Monodromy of logarithmic Barsotti-Tate groups attached to 1-motives

Abstract

Let $R$ be a complete discrete valuation ring with perfect residue field $k$ of positive characteristic $p$ and field of fractions $K$ of characteristic 0. In this paper we consider a $K$-1-motive $M_K$ as in [Ra] and its associated Barsotti-Tate group. This last does not in general extend to a Barsotti-Tate group over $R$. However, with some assumptions, it extends to a logarithmic Barsotti-Tate group over $R$. This follows from [Ra] and Kato's results on finite logarithmic group schemes.
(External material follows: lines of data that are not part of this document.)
PR #1242, opened 2026-07-28
feat(normalize): add a tsv output format reporting which variants changed

nh13:
> **Stacked on #1240** (`fix/runtime-sequence-preservation-guard`). The base branch will retarget to `main` as the stack merges — review only the top commit here.

## Problem

`ferro normalize` already takes a list of variants (`--input`), but there is no good way to answer the question people actually bring to it: *given this list, which variants does ferro normalize to something different, and to what?* Today that means eyeballing the arrow-separated `text` output (where a changed variant is `in -> out` and an unchanged one is just `out`, so "did it change?" is inferred from the presence of an arrow) or writing a JSON consumer.

## The flag

`ferro normalize --format tsv` emits a header-bearing table, one row per input variant:

```
input	normalized	changed	status	detail
NM_000088.3:c.459A>G	NM_000088.3:c.459A>G	false	ok
NM_000088.3:c.459delA	NM_000088.3:c.459del	true	ok
not-a-variant		false	parse_error	Parse error at position 0: Failed to parse accession: ...
```

- `input` — the variant exactly as read.
- `normalized` — the normalized string, empty when normalization did not happen.
- `changed` — whether `normalized` differs from `input`. Because it compares against the input *as read*, an error-mode preprocessing correction counts as a change, which is what a caller asking "did ferro touch this?" wants.
- `status` — `ok`, or the phase that failed: `preprocess_error` (refused by the error-mode preprocessor before parsing), `parse_error` (rejected by the HGVS grammar), `normalize_error` (parsed, but could not be normalized). The three are distinguished because they tell a caller different things — a `normalize_error` usually means the reference lacks the accession, not that the string is malformed.
- `detail` — the error message when there is one, otherwise empty.

A one-line summary goes to **stderr**, never stdout, so the output stream stays a table whose every line is a row:

```
summary: total=3 changed=1 unchanged=1 failed=1
```

`--output` is honored (the table goes to the file, the summary still to stderr), and the single-positional-`variant` form works too, so the flag is never silently ignored.

Failures are **rows, not aborts**: a bad line does not cost the caller the rows for the lines after it. Exit-code behavior is unchanged — as before, any failed variant still fails the run with `N variant(s) failed to normalize`.

## Sanitization guarantee

Every field has tab, newline, and carriage return replaced with a space. An error message is arbitrary text (it frequently quotes the offending input), so emitting it raw could split one logical row into several physical ones and shift the columns of everything after it. Sanitizing unconditionally makes the "one physical line, five fields" shape a property of the format rather than a property of well-behaved inputs. There is a unit test for exactly that, plus an integration test that drives a tab through the CLI.

## Existing formats are untouched

`tsv` gets its own per-variant path rather than an extra arm inside the existing renderer, so `text` and `json` cannot drift as a side effect. `text_and_json_output_is_untouched` pins both byte streams (and that `text` is still the default) for the same input.

## Tests

New unit tests in `src/cli/format.rs` (row/summary rendering, sanitization, all three failure tokens) and a new integration module `tests/it/cli_normalize_tsv.rs` covering: header present (including on empty input), unchanged, changed, malformed-becomes-a-row-and-continues, the three failure phases, tab sanitization end-to-end, summary on stderr only, `--output`, the single positional variant, and text/json invariance.

Suite: **8797 → 8815 passing** (18 new), `cargo fmt --all` clean, `cargo clippy --all-features --all-targets -- -D warnings` clean.

## Summary by CodeRabbit

* **New Features**
  * Added `tsv` output support to the `normalize` command.
  * TSV output includes a header and one row per input line, including failures.
  * Added per-row status, line details, normalized values, and change indicators.
  * Added an end-of-run summary reporting total, changed, unchanged, and failed rows.
  * Supports TSV output for positional input, files, standard input, and output redirection.

* **Bug Fixes**
  * TSV fields are sanitized to prevent malformed rows or unintended line breaks.
  * Output remains deterministic when processing inputs in parallel.

### DIFF
--- a/src/bin/ferro.rs
+++ b/src/bin/ferro.rs
@@ -7,8 +7,10 @@
 
 use clap::{Parser, Subcommand};
 use ferro_hgvs::cli::{
-    output_error as cli_output_error, output_error_with_context as cli_output_error_with_context,
-    parse_genome_build, parse_shuffle_direction, parse_vcf_line, process_input_line, OutputFormat,
+    normalize_tsv_row, normalize_tsv_summary, output_error as cli_output_error,
+    output_error_with_context as cli_output_error_with_context, parse_genome_build,
+    parse_shuffle_direction, parse_vcf_line, process_input_line, OutputFormat,
+    NORMALIZE_TSV_HEADER,
 };
 use ferro_hgvs::config::{apply_override, FerroConfig, OverrideSource};
 use ferro_hgvs::error_handling::{
@@ -23,6 +25,7 @@ use std::collections::HashSet;
 use std::fs::File;
 use std::io::{self, BufRead, BufReader, BufWriter, Write};
 use std::path::{Path, PathBuf};
+use std::sync::atomic::{AtomicUsize, Ordering};
 
 #[derive(Parser)]
 #[command(name = "ferro")]
@@ -227,8 +230,11 @@ enum Commands {
         #[arg(short, long)]
         output: Option<PathBuf>,
 
-        /// Output format
-        #[arg(short = 'f', long, default_value = "text", value_parser = ["text", "json"])]
+        /// Output format. `tsv` writes a header-bearing table (one row per
+        /// input: line, input, normalized, changed, status, detail) plus a
+        /// summary line on stderr, for answering "which of my variants
+        /// changed?".
+        #[arg(short = 'f', long, default_value = "text", value_parser = ["text", "json", "tsv"])]
         format: String,
 
         /// Shuffle direction (3prime or 5prime)
@@ -1350,6 +1356,7 @@ fn run_hgvs_to_vcf(
 }
 
 /// Outcome of processing one input line in the batch normalize/parse driver.
+#[derive(Debug, Clone, Copy, PartialEq, Eq)]
 enum LineStatus {
     /// Line was blank/comment and produced no output (not counted).
     Skipped,
@@ -1378,6 +1385,19 @@ impl LineResult {
             status: LineStatus::Skipped,
         }
     }
+}
+
+/// Write the `normalize --format tsv` header row, when that is the format.
+///
+/// Deliberately called only once the run's input is known to be readable: writing
+/// it while opening the output stream made `--input missing.txt` leave behind a
+/// header-only artifact byte-identical to the one a *successful* empty-input run
+/// produces, with nothing on the output stream to tell the two apart.
+fn write_tsv_header<W: Write>(writer: &mut W, tsv: bool) -> io::Result<()> {
+    if tsv {
+        writeln!(writer, "{}", NORMALIZE_TSV_HEADER)?;
+    }
+    Ok(())
 }
 
 /// Number of input lines processed per batch before their results are written.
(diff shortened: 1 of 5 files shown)


nh13:
Applied the review. All seven findings plus the nitpicks and the three test gaps are addressed in the existing commit (amended, force-pushed). Nothing was rejected.

**1. Incomplete control-character sanitization.** `sanitize_tsv_field` now replaces on `char::is_control()` plus `U+0085`/`U+2028`/`U+2029`, and collapses *runs* to a single space so `\r\n` leaves one space instead of two. The unit-test helper no longer leans on `str::lines()` (which shares the old implementation's blind spot): `tsv_fields` now inspects the whole row for `char::is_control()` plus the three non-control separators, so every row-shape assertion in the module gets the check for free. The integration test feeds VT/LS/NEL/ESC/FS through the CLI and asserts the same property per field.

**2. `changed=false` on failed rows.** Failure rows now emit an **empty** `changed`, matching the already-empty `normalized`. Documented on `normalize_tsv_row` and in the module doc, with a new test (`the_changed_column_agrees_with_the_summary`) that counts `true`/`false`/empty rows and asserts the triple equals the summary's `changed`/`unchanged`/`failed` exactly.

**3. No line number.** New leading **`line`** column carrying the 1-based input line number. Header is now `line	input	normalized	changed	status	detail`. It is empty in single-positional mode (no file to number lines in) — documented in the module doc, the clap help, and `normalize_tsv_row`'s docs. `line_numbers_survive_skipped_lines` pins that blank/comment lines make the line number diverge from the row index, which is why the row index was never a substitute.

**4. `preprocess_error` mislabelling.** Tokens unchanged. Instead, `NormalizeTsvFailure` carries a new section documenting that `status` names *which stage rejected the input under the active error mode* — a property of `(input, error-mode)`, not of the input alone — with the `NM_000088.3:c.(1_2)ins` case spelled out and an explicit warning that bucketing "malformed input" vs "policy rejection" must key off the error mode too. Repeated in the module doc.

**5. Header written before the input is opened.** Header emission moved into a `write_tsv_header` helper called only once the input is known readable (after `File::open`, after `stdin.lock()`, and before the single-positional row). Empty-input still gets a header (existing test still passes); new `a_missing_input_file_writes_no_table` asserts `-i missing.txt -o out.tsv` leaves the artifact empty.

**6. `changed` computed in two places.** `normalize_tsv_row` now returns `NormalizeTsvRow { row, changed }` and the binary increments its counter from `row.changed`, so there is exactly one comparison in the codebase.

**7. `detail` empty on success.** `NormalizeTsvOutcome::Normalized` now carries `corrections: &[(code, message)]`, rendered into `detail` as `CODE: message`, `; `-joined. stderr warnings are emitted exactly as before. New `a_successful_row_explains_a_correction_in_its_detail` covers both halves under lenient mode.

**Nitpicks.** `mem::forget` comment now names `tsv_row` as a borrower alongside `process`. The flush comment's inverted reasoning is replaced: bare stdout is a `LineWriter` and already flushed per row, so the real reason to flush is that with `--output` the rows sit in a `BufWriter` whose `Drop` swallows write errors — flushing is what turns a failed write into a reported failure. `format.rs` now derives every column from a single `match` on `outcome`, which removes the ordering subtlety the old "compare before sanitizing" comment had to explain. And the `input`-looks-like-a-header case is now impossible to confuse (a row is preceded by the numeric/empty `line` column) — noted in the module doc.

**Test gaps.** Added `parallel_tsv_output_is_byte_identical_to_serial`: 20 000 variants interleaved with comments/blanks (asserted to span >2 `BATCH_CHUNK_LINES` chunks), run at `-j1/2/4/8`, asserting byte-identical stdout, identical summary, exactly one header, and input order preserved (both the `input` sequence and strictly increasing line numbers). Added `reports_a_change_produced_by_the_normalizer_itself` (`c.16del` → `c.19del`, a 3'-shift through the mock `NM_000088.3` `CCCC` homopolymer at c.16-19, run under the default strict mode so no preprocessing rewrite can be responsible). Added `a_single_positional_variant_honors_the_output_flag`.

`text`/`json` bytes and exit codes are unchanged — `text_and_json_output_is_untouched` still pins the exact streams. `cargo fmt --all --check`, `cargo clippy --all-features --all-targets -- -D warnings`, `cargo nextest run --features dev` and the doctests are all clean: 8960 → 8969 tests.

nh13:
@coderabbitai review

nh13:
@coderabbitai pause

nh13:
@coderabbitai full review

nh13:
@coderabbitai review

nh13:
@coderabbitai review

nh13:
@coderabbitai review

Once chosen a uniformizing parameter $\pi$ of $R$, any logarithmic Barsotti-Tate group over $R$ is described by two data $(G,N)$ where $G$ is a classical Barsotti-Tate group over $R$ and $N$ is a homomorphism of classical Barsotti-Tate groups. Moreover, if $R=W(k)$, $N$ induces a $W(k)$-homorphism ${\cal N}\colon M(G_k)\to M(G_k)$ on Dieudonn\'e modules such that $F{\cal N}V={\cal N}$ and ${\cal N}^2=0$. In the first part of the paper we recall these constructions and we show how to relate $N$ with the ``geometric monodromy'' introduced by Raynaud. In the second part of the paper we give an explicit description of ${\cal N}$ in terms of additive extensions and integrals. In the last part of the paper we describe how to recover the logarithmic Barsotti-Tate group attached to a 1-motive from a concrete scheme endowed with a suitable logarithmic structure.